Across his desk lay what appeared to be a schematic of the tombs. Karigan gazed curiously at it, but it looked very complex. He rolled it up before she could make sense of it.

“Greetings, Agemon,” Brienne said. “I have brought Sir Karigan as you requested.”

“You are late,” he replied in the querulous voice Karigan remembered well. His specs slid down to the end of his nose. Though his long hair was gray, it was difficult to judge his age with his smooth skin. His manner, however, indicated someone in his elder years.

“Not by much,” Brienne replied. “I’ll wait outside.”

“No, no you will not,” Agemon said. “What I ask this—this green may be useful for your ears, as well. What is this world coming to that Black Shields are bringing green into the silent halls?”

“You know, Agemon, that Sir Karigan is our sister-at-arms.”

“Yes, yes, but to me it has no meaning. You Black Shields are turning the world upside down. What is it coming to? ‘Here, Agemon, translate this. Here, Agemon, translate that.’ The Silverwood book, you remember? It left me in the ward of the death surgeons for an entire week. An entire week!”

“I remember,” Brienne replied, “but it is the king who requested these things of you.”

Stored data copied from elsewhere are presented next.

PR #226, opened 2020-02-27
Add exclude option for group principals

astrozzc:
Adding an exclude option for group principals so that one api call
should be able to find all principals excluding the ones under this
group.

### DIFF
--- a/rbac/management/group/view.py
+++ b/rbac/management/group/view.py
@@ -40,6 +40,8 @@ from rest_framework.decorators import action
 from rest_framework.filters import OrderingFilter
 from rest_framework.response import Response
 
+from api.common.pagination import StandardResultsSetPagination
+
 
 USERNAMES_KEY = 'usernames'
 ROLES_KEY = 'roles'
@@ -393,19 +395,7 @@ class GroupViewSet(mixins.CreateModelMixin,
             output = GroupSerializer(resp)
             response = Response(status=status.HTTP_200_OK, data=output.data)
         elif request.method == 'GET':
-            principals_from_params = self.filtered_principals(group, request)
-            page = self.paginate_queryset(principals_from_params)
-            serializer = PrincipalSerializer(page, many=True)
-            principal_data = serializer.data
-            if principal_data:
-                username_list = [principal['username'] for principal in principal_data]
-            else:
-                username_list = []
-            proxy = PrincipalProxy()
-            resp = proxy.request_filtered_principals(username_list, account)
-            if isinstance(resp, dict) and 'errors' in resp:
-                return Response(status=resp.get('status_code'), data=resp.get('errors'))
-            response = self.get_paginated_response(resp.get('data'))
+            return self.obtain_principals(request, group)
         else:
             if USERNAMES_KEY not in request.query_params:
                 key = 'detail'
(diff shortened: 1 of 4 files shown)


rbac/management/group/view.py
```diff
@@ -579,3 +568,43 @@ def validate_and_get_exclude_key(self, params):
...
+        else:
+            username_list = []
+
+        # Call BOP to get principals
+        proxy = PrincipalProxy()
+
+        if exclude == 'false':
+            resp = proxy.request_filtered_principals(username_list, request.user.account)
+        else:
+            resp = proxy.request_principals(request.user.account, TOTAL_PRINCIPALS)
```
coderbydesign: Instead of setting `TOTAL_PRINCIPALS` here to `1000`, maybe we should just use `StandardResultsSetPagination.max_limit`? We use that in a few other places.

rbac/management/group/view.py
```diff
@@ -579,3 +568,43 @@ def validate_and_get_exclude_key(self, params):
...
+        principals_from_params = self.filtered_principals(group, request)
+
+        exclude = self.validate_and_get_exclude_key(request.query_params)
+
+        if exclude == 'false':
+            page = self.paginate_queryset(principals_from_params)
+            serializer = PrincipalSerializer(page, many=True)
+        else:
+            # Get all the principals to be excluded
+            serializer = PrincipalSerializer(principals_from_params, many=True)
```
coderbydesign: Does this mean that we won't be paginating the results on our end, either?

rbac/management/group/view.py
```diff
@@ -579,3 +568,43 @@ def validate_and_get_exclude_key(self, params):
...
+            resp = proxy.request_principals(request.user.account, TOTAL_PRINCIPALS)
+
+        # Deal with error
+        if isinstance(resp, dict) and 'errors' in resp:
+            return Response(status=resp.get('status_code'), data=resp.get('errors'))
+
+        if exclude == 'false':
+            response_data = resp.get('data')
+        else:
+            data_without_pagination = [principal for principal in resp.get('data').get('users')
```
coderbydesign: Ah, maybe I spoke too soon. 😄I assume this is what handles the pagination on our end?

coderbydesign: Testing this locally, and the response object is from the `v1` endpoint, so there's no `users` object on the `data`. I think this needs to just be:
```suggestion
            data_without_pagination = [principal for principal in resp.get('data')
```

rbac/management/group/view.py
astrozzc: Good to know! Will change this

rbac/management/group/view.py
astrozzc: Right, we have to exclude all of them

rbac/management/group/view.py
astrozzc: Ah, right, this is the one that handles pagination of the data after exclusion.

astrozzc: hmm, maybe there is problem here. If you look at a few lines above, if exclude is true, it calls "proxy.request_principals" which is calling the v2: https://github.com/RedHatInsights/insights-rbac/blob/master/rbac/management/principal/proxy.py#L172

coderbydesign: Ah, right. but if `request_filtered_principals` is called, it will use `v1`. So there are two different possible payloads it seems.

astrozzc: Yes, the two lines above `response_data = resp.get('data')` is for dealing this situation

coderbydesign:
@astrozzc should we close this for now based on the conversation in [the ticket](https://projects.engineering.redhat.com/browse/RHCLOUD-4194?focusedCommentId=2189041&page=com.atlassian.jira.plugin.system.issuetabpanels:comment-tabpanel#comment-2189041)?

PR #227, opened 2020-02-28
Fix the additional group in spec file

astrozzc:
This AdditionalGroup is an optional return. If the name is set as
required. Empty return of group list would cause error.


coderbydesign:
cc: @catastrophe-brandon

PR #613, opened 2022-02-16
Return `id` along with `schema_name` for internal Tenant endpoint

coderbydesign:
In the case where we need to compare tenants which are not "ready" with RDS
queries, the queries only have the PK id. This will help us correlate those
repeated queries in RDS with the schema names.


astrozzc (approved):
LGTM

PR #656, opened 2022-02-23
Add ability to run seeds by schema

coderbydesign:
This allows seeds to be run for a specific schema/set of schemas. This will help
us to run seeds for the public schema only, as we transition away from tenant
schemas, similar to the same ability for migrations.

This will allow for:
```
curl https://internal.console.redhat.com/api/rbac/seeds/run/ -H 'Content-Type: application/json' -d '{"schemas": ["public"]}'
```


wcmitchell (approved):
LGTM

astrozzc (approved):
LGTM

PR #660, opened 2022-03-04
Changes pulling out django_tenant_schemas plugin

wcmitchell:
Unit tests passing locally, manual testing exercises yet to be done, but wanted to get a working push up and under the other devs' eyes. It's a big mess, touches nearly everything, but hopefully working!

Signed-off-by: Chris Mitchell <cmitchel@redhat.com>

## Link(s) to Jira
- https://issues.redhat.com/browse/RHCLOUD-18022
- https://issues.redhat.com/browse/RHCLOUD-18026

## Description of Intent of Change(s)
Now that we've collapsed everything into the public schema, we should be able to clean up the code and remove references to django_tenant_schemas

## Local Testing
How can the feature be exercised? 
How can the bug be exploited and fix confirmed?
Is any special local setup required?

## Checklist
- [ ] if API spec changes are required, is the spec updated?
- [ x ] are there any pre/post merge actions required? if so, document here.
  - Two new migrations to rename the 'schema_name' field to 'tenant_name'
- [ x ] are theses changes covered by unit tests?
- [ ] if warranted, are documentation changes accounted for?
- [ x ] does this require migration changes?
  - [ ] if yes, are they backwards compatible?
- [ ] is there known, direct impact to dependent teams/components?
  -  if yes, how will this be handled?

## Secure Coding Practices Checklist Link
- https://github.com/RedHatInsights/secure-coding-checklist

## Secure Coding Practices Checklist
- [ ] Input Validation
- [ ] Output Encoding
- [ ] Authentication and Password Management
- [ ] Session Management
- [ ] Access Control
- [ ] Cryptographic Practices
- [ ] Error Handling and Logging
- [ ] Data Protection
- [ ] Communication Security
- [ ] System Configuration
- [ ] Database Security
- [ ] File Management
- [ ] Memory Management
- [ ] General Coding Practices

PR #661, opened 2022-03-10
Always run init container

coderbydesign:
This will ensure that now we always run the init container when deploying with
Clowder, regardless of environment. The init container will run seeds and migrations.
Currently we still need to explicitly target the public schema, but once DTS
is removed and the updates from #660 are in, we will be able to update our commands
to just run Django migrations with the default command, and seeds will not run
against all schemas.

- updates the Makefile to only run migrations again public (local only)
- updates README for consistency and to avoid confusion
- in the init container script, no longer check for ephemeral env, and run seeds/migrationss
  in the context of the public schema
- remove `EPH_ENV` from the template
- update the OpenShift run script (even though we're not currently using this)
- update the command args to accept a list of `schema_list`

We'll still want to:
- remove the `EPH_ENV` params from app-interface deployments

## Local Testing
You can test by running the updated commands locally:
```
./rbac/manage.py seeds --schema_list=public
./rbac/manage.py migrate_schemas --schema=public
```

### DIFF
--- a/Makefile
+++ b/Makefile
@@ -99,7 +99,7 @@ make-migrations:
 	DJANGO_READ_DOT_ENV_FILE=True $(PYTHON) $(PYDIR)/manage.py makemigrations api management
 
 run-migrations:
-	DJANGO_READ_DOT_ENV_FILE=True $(PYTHON) $(PYDIR)/manage.py migrate_schemas --executor=parallel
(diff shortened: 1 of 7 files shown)


wcmitchell (approved):
Looks good to me! Should unblock other work and move us another step towards cleaning up DTS!

astrozzc (approved):
LGTM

“Yes, yes, His Majesty. Then I am set to impossible tasks. Seek and find. Does he realize how great this domain of the sleeping is?”

“I think he has some idea.” Brienne’s tone was placating, and Karigan knew she had to deal frequently with him. “Can’t you get anyone to help you?”

“I do have scholars assisting with the translations of the Green Rider material.” He looked pointedly at Karigan. “But this . . . this cryptic thing, this dragonfly device I am to seek in the vastness of these halls . . . Do you know how many objects, how many artifacts lie hidden here?”

“Yes, Agemon,” Brienne replied. “Why don’t you tell us why you wished to see Sir Karigan.”

He peered through his specs at Karigan. “You,” he said. “You disrupt my tombs at every turn. You, you, you.”